## Assignment:
A word-for-word restatement of every record is required.

## Dataset extract:
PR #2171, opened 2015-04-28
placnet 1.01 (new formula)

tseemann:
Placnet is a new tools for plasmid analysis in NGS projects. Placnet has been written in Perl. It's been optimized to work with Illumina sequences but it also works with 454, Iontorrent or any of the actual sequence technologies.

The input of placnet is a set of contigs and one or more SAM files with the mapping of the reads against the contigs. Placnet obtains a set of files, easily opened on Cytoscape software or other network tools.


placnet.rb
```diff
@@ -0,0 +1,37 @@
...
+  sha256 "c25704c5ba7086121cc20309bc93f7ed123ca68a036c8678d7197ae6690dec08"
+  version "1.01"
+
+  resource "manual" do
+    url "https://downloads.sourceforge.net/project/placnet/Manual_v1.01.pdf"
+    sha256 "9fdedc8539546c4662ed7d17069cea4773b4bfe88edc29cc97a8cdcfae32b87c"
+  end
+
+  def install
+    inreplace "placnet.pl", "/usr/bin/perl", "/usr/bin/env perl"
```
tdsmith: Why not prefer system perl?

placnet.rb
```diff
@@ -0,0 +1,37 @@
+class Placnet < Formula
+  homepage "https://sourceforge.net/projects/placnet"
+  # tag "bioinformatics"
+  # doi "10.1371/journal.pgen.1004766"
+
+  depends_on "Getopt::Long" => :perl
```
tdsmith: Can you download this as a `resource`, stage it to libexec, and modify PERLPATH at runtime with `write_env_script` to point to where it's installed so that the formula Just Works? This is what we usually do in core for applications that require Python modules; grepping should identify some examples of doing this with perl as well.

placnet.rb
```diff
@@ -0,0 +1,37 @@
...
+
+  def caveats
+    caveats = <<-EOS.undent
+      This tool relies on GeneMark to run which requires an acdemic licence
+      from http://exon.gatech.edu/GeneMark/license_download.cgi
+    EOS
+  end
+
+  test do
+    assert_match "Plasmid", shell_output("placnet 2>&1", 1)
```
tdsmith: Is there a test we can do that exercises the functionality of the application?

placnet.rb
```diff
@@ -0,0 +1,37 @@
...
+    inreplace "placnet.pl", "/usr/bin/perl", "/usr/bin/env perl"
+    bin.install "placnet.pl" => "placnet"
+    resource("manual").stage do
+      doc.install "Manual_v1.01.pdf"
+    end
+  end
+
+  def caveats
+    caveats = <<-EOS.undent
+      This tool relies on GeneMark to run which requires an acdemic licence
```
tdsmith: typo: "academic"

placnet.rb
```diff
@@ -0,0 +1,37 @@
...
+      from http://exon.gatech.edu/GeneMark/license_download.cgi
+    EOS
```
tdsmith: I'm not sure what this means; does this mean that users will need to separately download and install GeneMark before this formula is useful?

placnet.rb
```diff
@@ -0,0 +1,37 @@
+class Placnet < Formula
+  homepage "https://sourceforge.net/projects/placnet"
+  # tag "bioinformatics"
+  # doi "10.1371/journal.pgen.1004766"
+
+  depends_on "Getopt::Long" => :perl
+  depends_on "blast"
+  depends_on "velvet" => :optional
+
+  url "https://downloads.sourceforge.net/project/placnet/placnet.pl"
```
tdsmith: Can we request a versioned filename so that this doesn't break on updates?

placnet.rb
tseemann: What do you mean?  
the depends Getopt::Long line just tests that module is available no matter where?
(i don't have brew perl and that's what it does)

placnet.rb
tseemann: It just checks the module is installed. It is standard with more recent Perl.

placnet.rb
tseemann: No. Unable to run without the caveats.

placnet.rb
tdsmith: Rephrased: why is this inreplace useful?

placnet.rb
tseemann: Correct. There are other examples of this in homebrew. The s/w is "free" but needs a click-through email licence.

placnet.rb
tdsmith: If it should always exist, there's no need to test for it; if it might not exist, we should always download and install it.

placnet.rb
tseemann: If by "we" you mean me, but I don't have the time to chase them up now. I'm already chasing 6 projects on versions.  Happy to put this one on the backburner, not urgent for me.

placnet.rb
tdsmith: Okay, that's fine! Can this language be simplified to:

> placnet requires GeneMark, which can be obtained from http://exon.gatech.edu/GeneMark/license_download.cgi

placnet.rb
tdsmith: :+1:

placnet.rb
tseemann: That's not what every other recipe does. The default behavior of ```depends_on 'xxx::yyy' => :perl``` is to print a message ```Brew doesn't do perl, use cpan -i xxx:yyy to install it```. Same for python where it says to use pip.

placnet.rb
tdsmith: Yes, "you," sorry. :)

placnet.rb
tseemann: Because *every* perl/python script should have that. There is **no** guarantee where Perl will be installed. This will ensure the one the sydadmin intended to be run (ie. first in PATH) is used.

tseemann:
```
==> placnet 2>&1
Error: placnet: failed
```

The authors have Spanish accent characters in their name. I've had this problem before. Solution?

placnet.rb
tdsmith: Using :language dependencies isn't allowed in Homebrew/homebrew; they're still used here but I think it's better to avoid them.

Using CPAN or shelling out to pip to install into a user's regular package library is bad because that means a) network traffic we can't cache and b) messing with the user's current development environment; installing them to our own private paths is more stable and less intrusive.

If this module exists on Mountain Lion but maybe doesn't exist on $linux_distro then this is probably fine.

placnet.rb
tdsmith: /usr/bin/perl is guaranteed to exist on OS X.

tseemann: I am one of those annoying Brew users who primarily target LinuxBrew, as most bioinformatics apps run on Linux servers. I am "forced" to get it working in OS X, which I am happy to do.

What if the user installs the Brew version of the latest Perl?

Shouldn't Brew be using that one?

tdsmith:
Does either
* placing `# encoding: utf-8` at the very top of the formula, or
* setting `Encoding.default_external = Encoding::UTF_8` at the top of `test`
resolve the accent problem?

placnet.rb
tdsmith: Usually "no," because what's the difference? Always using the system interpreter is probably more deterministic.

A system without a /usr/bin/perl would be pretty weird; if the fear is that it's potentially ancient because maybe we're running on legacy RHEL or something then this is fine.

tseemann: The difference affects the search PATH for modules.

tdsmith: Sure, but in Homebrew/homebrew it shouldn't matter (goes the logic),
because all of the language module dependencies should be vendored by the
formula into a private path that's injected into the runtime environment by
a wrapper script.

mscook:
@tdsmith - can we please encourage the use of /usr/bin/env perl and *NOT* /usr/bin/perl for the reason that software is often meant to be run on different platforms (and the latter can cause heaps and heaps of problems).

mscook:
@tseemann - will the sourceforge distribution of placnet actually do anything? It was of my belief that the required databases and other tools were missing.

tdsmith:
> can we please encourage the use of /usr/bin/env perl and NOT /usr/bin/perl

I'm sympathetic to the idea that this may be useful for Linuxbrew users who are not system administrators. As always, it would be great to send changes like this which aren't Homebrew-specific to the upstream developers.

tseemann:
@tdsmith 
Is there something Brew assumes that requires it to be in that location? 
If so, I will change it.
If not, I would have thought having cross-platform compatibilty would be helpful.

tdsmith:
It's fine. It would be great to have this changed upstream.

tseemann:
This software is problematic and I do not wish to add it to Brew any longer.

## Answer:
PR #2171, opened 2015-04-28
placnet 1.01 (new formula)

tseemann:
Placnet is a new tools for plasmid analysis in NGS projects. Placnet has been written in Perl. It's been optimized to work with Illumina sequences but it also works with 454, Iontorrent or any of the actual sequence technologies.

The input of placnet is a set of contigs and one or more SAM files with the mapping of the reads against the contigs. Placnet obtains a set of files, easily opened on Cytoscape software or other network tools.


placnet.rb
```diff
@@ -0,0 +1,37 @@
...
+  sha256 "c25704c5ba7086121cc20309bc93f7ed123ca68a036c8678d7197ae6690dec08"
+  version "1.01"
+
+  resource "manual" do
+    url "https://downloads.sourceforge.net/project/placnet/Manual_v1.01.pdf"
+    sha256 "9fdedc8539546c4662ed7d17069cea4773b4bfe88edc29cc97a8cdcfae32b87c"
+  end
+
+  def install
+    inreplace "placnet.pl", "/usr/bin/perl", "/usr/bin/env perl"
```
tdsmith: Why not prefer system perl?

placnet.rb
```diff
@@ -0,0 +1,37 @@
+class Placnet < Formula
+  homepage "https://sourceforge.net/projects/placnet"
+  # tag "bioinformatics"
+  # doi "10.1371/journal.pgen.1004766"
+
+  depends_on "Getopt::Long" => :perl
```
tdsmith: Can you download this as a `resource`, stage it to libexec, and modify PERLPATH at runtime with `write_env_script` to point to where it's installed so that the formula Just Works? This is what we usually do in core for applications that require Python modules; grepping should identify some examples of doing this with perl as well.

placnet.rb
```diff
@@ -0,0 +1,37 @@
...
+
+  def caveats
+    caveats = <<-EOS.undent
+      This tool relies on GeneMark to run which requires an acdemic licence
+      from http://exon.gatech.edu/GeneMark/license_download.cgi
+    EOS
+  end
+
+  test do
+    assert_match "Plasmid", shell_output("placnet 2>&1", 1)
```
tdsmith: Is there a test we can do that exercises the functionality of the application?

placnet.rb
```diff
@@ -0,0 +1,37 @@
...
+    inreplace "placnet.pl", "/usr/bin/perl", "/usr/bin/env perl"
+    bin.install "placnet.pl" => "placnet"
+    resource("manual").stage do
+      doc.install "Manual_v1.01.pdf"
+    end
+  end
+
+  def caveats
+    caveats = <<-EOS.undent
+      This tool relies on GeneMark to run which requires an acdemic licence
```
tdsmith: typo: "academic"

placnet.rb
```diff
@@ -0,0 +1,37 @@
...
+      from http://exon.gatech.edu/GeneMark/license_download.cgi
+    EOS
```
tdsmith: I'm not sure what this means; does this mean that users will need to separately download and install GeneMark before this formula is useful?

placnet.rb
```diff
@@ -0,0 +1,37 @@
+class Placnet < Formula
+  homepage "https://sourceforge.net/projects/placnet"
+  # tag "bioinformatics"
+  # doi "10.1371/journal.pgen.1004766"
+
+  depends_on "Getopt::Long" => :perl
+  depends_on "blast"
+  depends_on "velvet" => :optional
+
+  url "https://downloads.sourceforge.net/project/placnet/placnet.pl"
```
tdsmith: Can we request a versioned filename so that this doesn't break on updates?

placnet.rb
tseemann: What do you mean?  
the depends Getopt::Long line just tests that module is available no matter where?
(i don't have brew perl and that's what it does)

placnet.rb
tseemann: It just checks the module is installed. It is standard with more recent Perl.

placnet.rb
tseemann: No. Unable to run without the caveats.

placnet.rb
tdsmith: Rephrased: why is this inreplace useful?

placnet.rb
tseemann: Correct. There are other examples of this in homebrew. The s/w is "free" but needs a click-through email licence.

placnet.rb
tdsmith: If it should always exist, there's no need to test for it; if it might not exist, we should always download and install it.

placnet.rb
tseemann: If by "we" you mean me, but I don't have the time to chase them up now. I'm already chasing 6 projects on versions.  Happy to put this one on the backburner, not urgent for me.

placnet.rb
tdsmith: Okay, that's fine! Can this language be simplified to:

> placnet requires GeneMark, which can be obtained from http://exon.gatech.edu/GeneMark/license_download.cgi

placnet.rb
tdsmith: :+1:

placnet.rb
tseemann: That's not what every other recipe does. The default behavior of ```depends_on 'xxx::yyy' => :perl``` is to print a message ```Brew doesn't do perl, use cpan -i xxx:yyy to install it```. Same for python where it says to use pip.

placnet.rb
tdsmith: Yes, "you," sorry. :)

placnet.rb
tseemann: Because *every* perl/python script should have that. There is **no** guarantee where Perl will be installed. This will ensure the one the sydadmin intended to be run (ie. first in PATH) is used.

tseemann:
```
==> placnet 2>&1
Error: placnet: failed
```

The authors have Spanish accent characters in their name. I've had this problem before. Solution?

placnet.rb
tdsmith: Using :language dependencies isn't allowed in Homebrew/homebrew; they're still used here but I think it's better to avoid them.

Using CPAN or shelling out to pip to install into a user's regular package library is bad because that means a) network traffic we can't cache and b) messing with the user's current development environment; installing them to our own private paths is more stable and less intrusive.

If this module exists on Mountain Lion but maybe doesn't exist on $linux_distro then this is probably fine.

placnet.rb
tdsmith: /usr/bin/perl is guaranteed to exist on OS X.

tseemann: I am one of those annoying Brew users who primarily target LinuxBrew, as most bioinformatics apps run on Linux servers. I am "forced" to get it working in OS X, which I am happy to do.

What if the user installs the Brew version of the latest Perl?

Shouldn't Brew be using that one?

tdsmith:
Does either
* placing `# encoding: utf-8` at the very top of the formula, or
* setting `Encoding.default_external = Encoding::UTF_8` at the top of `test`
resolve the accent problem?

placnet.rb
tdsmith: Usually "no," because what's the difference? Always using the system interpreter is probably more deterministic.

A system without a /usr/bin/perl would be pretty weird; if the fear is that it's potentially ancient because maybe we're running on legacy RHEL or something then this is fine.

tseemann: The difference affects the search PATH for modules.

tdsmith: Sure, but in Homebrew/homebrew it shouldn't matter (goes the logic),
because all of the language module dependencies should be vendored by the
formula into a private path that's injected into the runtime environment by
a wrapper script.

mscook:
@tdsmith - can we please encourage the use of /usr/bin/env perl and *NOT* /usr/bin/perl for the reason that software is often meant to be run on different platforms (and the latter can cause heaps and heaps of problems).

mscook:
@tseemann - will the sourceforge distribution of placnet actually do anything? It was of my belief that the required databases and other tools were missing.

tdsmith:
> can we please encourage the use of /usr/bin/env perl and NOT /usr/bin/perl

I'm sympathetic to the idea that this may be useful for Linuxbrew users who are not system administrators. As always, it would be great to send changes like this which aren't Homebrew-specific to the upstream developers.

tseemann:
@tdsmith 
Is there something Brew assumes that requires it to be in that location? 
If so, I will change it.
If not, I would have thought having cross-platform compatibilty would be helpful.

tdsmith:
It's fine. It would be great to have this changed upstream.

tseemann:
This software is problematic and I do not wish to add it to Brew any longer.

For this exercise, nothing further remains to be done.